> TO DO:
Please transcribe the following records in full, exactly as given.

────────────────────

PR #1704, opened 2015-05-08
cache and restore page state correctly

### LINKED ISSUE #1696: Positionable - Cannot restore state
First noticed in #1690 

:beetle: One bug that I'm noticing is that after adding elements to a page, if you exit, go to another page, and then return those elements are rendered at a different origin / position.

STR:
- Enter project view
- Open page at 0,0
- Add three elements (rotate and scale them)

────────────────────

> OUTPUT OF THE TASK:
PR #1704, opened 2015-05-08
cache and restore page state correctly

### LINKED ISSUE #1696: Positionable - Cannot restore state
First noticed in #1690 

:beetle: One bug that I'm noticing is that after adding elements to a page, if you exit, go to another page, and then return those elements are rendered at a different origin / position.

STR:
- Enter project view
- Open page at 0,0
- Add three elements (rotate and scale them)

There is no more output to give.